RECORDS TO USE.

PR #160, opened 2026-05-07
[Bugfix] Backend Helpers

### LINKED ISSUE #124: HTTP 200 returned for error responses
`app/utils/responses.py` and `app/error_handlers.py` document intentional HTTP 200 responses for many error conditions.

This is acknowledged as historical behavior, but it makes it harder for API clients, reverse proxies, and monitoring tools to distinguish success from failure using standard HTTP semantics. 

New endpoints should use appropriate 4xx/5xx status codes.

CoolCatMona:
### TO permission checks
- **New decorators** in `app/utils/decorators.py`:
  - `@require_tournament_organizer(message)` (existing, made JSON-aware via the new `wants_json(request)` helper)
  - `@require_league_organizer(message)` (new)
  - Both delegate to a shared private `_require_organizer` factory.
- **`PermissionService.is_league_organizer(league_url, user)`** added.
- **`PermissionService.is_tournament_organizer`** now consults `league_id` for tournaments attached to a league
- **Deleted `is_not_TO()`** legacy helper from `tournaments.py`.
- **Migrated** every inline `TO.query.filter_by(...).first()` permission check across the route layer (`tournaments.py`, `_api.py`, `registration.py`, `sidecomps.py`) and service layer (`registration_service.py`, `sidecomp_service.py`). Routes that take the URL slug from form/query data use `PermissionService.is_*_organizer(...)` directly; routes with the slug in the path use the decorator.

### Result -> JSON
- Migrated every hand-written `match res: case Ok(...): jsonify(...) case Err(err): jsonify({"error": ...}), 400` block to `json_from_result(res, ok_to_payload=...)` from `app.utils.result_helpers`.
- Deleted `_err_response` from `routes/sidecomps.py`.
- **Standardizes on `json_success` shape**: success responses now flat-merge `success: true` alongside the payload. See "Behavior changes worth knowing" below.

### User-type discriminator
- New **`UserType`** StrEnum in `app/domain/enums.py`: `PLAYER = "player"`, `TEAM = "team"`. StrEnum equality preserves backward compat with raw-string DB columns.
- `PermissionService.user_type(user)` now returns `Option[UserType]` instead of `Option[str]`.
- New **`current_user_type()`** ergonomic helper in `app/services/_common.py` for callers that need the bare string for SQL filters or serialization.
- Migrated every `current_user.__class__.__name__.lower()` site.

### Tournament lookup
- New **`get_tournament_or_err(tournament_url) -> Result[Tournament, ArctosError]`** in `app/services/_common.py` (404 on miss, otherwise Ok).
- Migrated every per-service ad-hoc lookup (`match_service`, `match_start_eligibility`, `schedule_import_export_service`, `sidecomp_service`, `registration_service`).
- Existing private `_get_tournament` helpers in `RegistrationService` and `SideCompService` are now thin delegations to the public helper.

### Naive UTC
- New **`now_utc_naive()`** in `app/utils/datetime_helpers.py`.
- Migrated 35 call sites. SQLAlchemy column defaults dropped their `lambda: ...` wrappers - the helper itself is callable, so `default=now_utc_naive` (no parens) is sufficient.

### JSON body guard
- New **`@require_json_body()`** decorator in `app/utils/decorators.py`. Returns 415 for non-JSON Content-Type, 400 for malformed JSON, otherwise stashes the parsed body on `flask.g.json_body` (defaulting to `{}` for empty body).
- Migrated 10 of 12 sites. The 2 skipped sites (`_api.py`) are inside dual-method (GET+POST) routes where the JSON requirement is conditional on `request.method == "POST"` - the decorator runs unconditionally and would 415 valid GET requests. Documented in commit message.

### Plumbing helpers also added
- **`wants_json(request)`** extracted from the duplicated logic in `error_handlers.py`. Used by all three new/updated decorators.
- **`resolve_actor(user_id, user_type) -> Player | Team | None`** in `_common.py` for service-layer code that takes the actor as id+type strings and needs a user object to call PermissionService.

## Bug fixes

**Latent: league-season TOs were denied access on league-attached tournaments.**
`PermissionService.is_tournament_organizer` previously always queried `TO.event=tournament_url`. For tournaments attached to a league (`Tournament.league_id IS NOT NULL`), the TO records live at the league level, not per-event - so a legitimate league organizer would get a 403 trying to use TO-only buttons on any tournament under their league.

The fix mirrors the existing `to_entries_for_tournament` logic from `registration_resolver.py`: load the tournament; if `league_id` is set, query by `league_id`; otherwise by `event=url`. Standalone tournaments (`league_id IS NULL`) are unchanged.


app/utils/datetime_helpers.py
```diff
@@ -94,3 +94,17 @@ def parse_datetime_local_to_utc(dt_string: str) -> datetime:
     # Convert to UTC and strip timezone info for storage
     utc_dt = local_dt.astimezone(timezone.utc)
     return utc_dt.replace(tzinfo=None)
+
+
+def now_utc_naive() -> datetime:
```
CoolCatMona, line 99: Replaces instances of `datetime.now(timezone.utc).replace(tzinfo=None)`

This is a one-liner anyways, but I figure it's easier to type; can easily be reverted/removed if its not an issue / over engineered.

app/services/permission_service.py
```diff
@@ -23,36 +23,41 @@ class PermissionService:
...
+        from app.domain.enums import UserType
+
         if user is None:
             return Null()
         if is_player(user):
-            return Some("player")
+            return Some(UserType.PLAYER)
         if is_team(user):
-            return Some("team")
+            return Some(UserType.TEAM)
```
CoolCatMona, line 44: use Enums rather than strings

app/domain/enums.py
```diff
@@ -62,6 +62,17 @@ class RegistrationStatus(StrEnum):
...
 
+class UserType(StrEnum):
+    """Account type for a Flask-Login user.
+
+    Members compare equal to their bare-string DB representation, which
+    keeps storage shape compatible with the legacy ``user_type`` columns.
+    """
+
+    PLAYER = "player"
+    TEAM = "team"
```
CoolCatMona, line 73: Seemed like a good candidate for enums

app/utils/decorators.py
```diff
@@ -38,19 +102,64 @@ def require_tournament_organizer(
...
+    """
+    return _require_organizer(
+        param_name="league_url",
+        check_fn=PermissionService.is_league_organizer,
+        redirect_path_fn=lambda slug: f"/leagues/{slug}",
+        message=message,
+    )
+
+
+def require_json_body():
```
CoolCatMona, line 137: Replaces

```
    if not request.is_json:
        return jsonify({"success": False, "error": "Content-Type must be application/json"}), 415
    data = request.get_json() or {}
```

as a decorator.

reid23 (approved):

TRY IT. Copy out the data shown above without altering anything.

PROBLEM SOLUTION.
PR #160, opened 2026-05-07
[Bugfix] Backend Helpers

### LINKED ISSUE #124: HTTP 200 returned for error responses
`app/utils/responses.py` and `app/error_handlers.py` document intentional HTTP 200 responses for many error conditions.

This is acknowledged as historical behavior, but it makes it harder for API clients, reverse proxies, and monitoring tools to distinguish success from failure using standard HTTP semantics. 

New endpoints should use appropriate 4xx/5xx status codes.

CoolCatMona:
### TO permission checks
- **New decorators** in `app/utils/decorators.py`:
  - `@require_tournament_organizer(message)` (existing, made JSON-aware via the new `wants_json(request)` helper)
  - `@require_league_organizer(message)` (new)
  - Both delegate to a shared private `_require_organizer` factory.
- **`PermissionService.is_league_organizer(league_url, user)`** added.
- **`PermissionService.is_tournament_organizer`** now consults `league_id` for tournaments attached to a league
- **Deleted `is_not_TO()`** legacy helper from `tournaments.py`.
- **Migrated** every inline `TO.query.filter_by(...).first()` permission check across the route layer (`tournaments.py`, `_api.py`, `registration.py`, `sidecomps.py`) and service layer (`registration_service.py`, `sidecomp_service.py`). Routes that take the URL slug from form/query data use `PermissionService.is_*_organizer(...)` directly; routes with the slug in the path use the decorator.

### Result -> JSON
- Migrated every hand-written `match res: case Ok(...): jsonify(...) case Err(err): jsonify({"error": ...}), 400` block to `json_from_result(res, ok_to_payload=...)` from `app.utils.result_helpers`.
- Deleted `_err_response` from `routes/sidecomps.py`.
- **Standardizes on `json_success` shape**: success responses now flat-merge `success: true` alongside the payload. See "Behavior changes worth knowing" below.

### User-type discriminator
- New **`UserType`** StrEnum in `app/domain/enums.py`: `PLAYER = "player"`, `TEAM = "team"`. StrEnum equality preserves backward compat with raw-string DB columns.
- `PermissionService.user_type(user)` now returns `Option[UserType]` instead of `Option[str]`.
- New **`current_user_type()`** ergonomic helper in `app/services/_common.py` for callers that need the bare string for SQL filters or serialization.
- Migrated every `current_user.__class__.__name__.lower()` site.

### Tournament lookup
- New **`get_tournament_or_err(tournament_url) -> Result[Tournament, ArctosError]`** in `app/services/_common.py` (404 on miss, otherwise Ok).
- Migrated every per-service ad-hoc lookup (`match_service`, `match_start_eligibility`, `schedule_import_export_service`, `sidecomp_service`, `registration_service`).
- Existing private `_get_tournament` helpers in `RegistrationService` and `SideCompService` are now thin delegations to the public helper.

### Naive UTC
- New **`now_utc_naive()`** in `app/utils/datetime_helpers.py`.
- Migrated 35 call sites. SQLAlchemy column defaults dropped their `lambda: ...` wrappers - the helper itself is callable, so `default=now_utc_naive` (no parens) is sufficient.

### JSON body guard
- New **`@require_json_body()`** decorator in `app/utils/decorators.py`. Returns 415 for non-JSON Content-Type, 400 for malformed JSON, otherwise stashes the parsed body on `flask.g.json_body` (defaulting to `{}` for empty body).
- Migrated 10 of 12 sites. The 2 skipped sites (`_api.py`) are inside dual-method (GET+POST) routes where the JSON requirement is conditional on `request.method == "POST"` - the decorator runs unconditionally and would 415 valid GET requests. Documented in commit message.

### Plumbing helpers also added
- **`wants_json(request)`** extracted from the duplicated logic in `error_handlers.py`. Used by all three new/updated decorators.
- **`resolve_actor(user_id, user_type) -> Player | Team | None`** in `_common.py` for service-layer code that takes the actor as id+type strings and needs a user object to call PermissionService.

## Bug fixes

**Latent: league-season TOs were denied access on league-attached tournaments.**
`PermissionService.is_tournament_organizer` previously always queried `TO.event=tournament_url`. For tournaments attached to a league (`Tournament.league_id IS NOT NULL`), the TO records live at the league level, not per-event - so a legitimate league organizer would get a 403 trying to use TO-only buttons on any tournament under their league.

The fix mirrors the existing `to_entries_for_tournament` logic from `registration_resolver.py`: load the tournament; if `league_id` is set, query by `league_id`; otherwise by `event=url`. Standalone tournaments (`league_id IS NULL`) are unchanged.


app/utils/datetime_helpers.py
```diff
@@ -94,3 +94,17 @@ def parse_datetime_local_to_utc(dt_string: str) -> datetime:
     # Convert to UTC and strip timezone info for storage
     utc_dt = local_dt.astimezone(timezone.utc)
     return utc_dt.replace(tzinfo=None)
+
+
+def now_utc_naive() -> datetime:
```
CoolCatMona, line 99: Replaces instances of `datetime.now(timezone.utc).replace(tzinfo=None)`

This is a one-liner anyways, but I figure it's easier to type; can easily be reverted/removed if its not an issue / over engineered.

app/services/permission_service.py
```diff
@@ -23,36 +23,41 @@ class PermissionService:
...
+        from app.domain.enums import UserType
+
         if user is None:
             return Null()
         if is_player(user):
-            return Some("player")
+            return Some(UserType.PLAYER)
         if is_team(user):
-            return Some("team")
+            return Some(UserType.TEAM)
```
CoolCatMona, line 44: use Enums rather than strings

app/domain/enums.py
```diff
@@ -62,6 +62,17 @@ class RegistrationStatus(StrEnum):
...
 
+class UserType(StrEnum):
+    """Account type for a Flask-Login user.
+
+    Members compare equal to their bare-string DB representation, which
+    keeps storage shape compatible with the legacy ``user_type`` columns.
+    """
+
+    PLAYER = "player"
+    TEAM = "team"
```
CoolCatMona, line 73: Seemed like a good candidate for enums

app/utils/decorators.py
```diff
@@ -38,19 +102,64 @@ def require_tournament_organizer(
...
+    """
+    return _require_organizer(
+        param_name="league_url",
+        check_fn=PermissionService.is_league_organizer,
+        redirect_path_fn=lambda slug: f"/leagues/{slug}",
+        message=message,
+    )
+
+
+def require_json_body():
```
CoolCatMona, line 137: Replaces

```
    if not request.is_json:
        return jsonify({"success": False, "error": "Content-Type must be application/json"}), 415
    data = request.get_json() or {}
```

as a decorator.

reid23 (approved):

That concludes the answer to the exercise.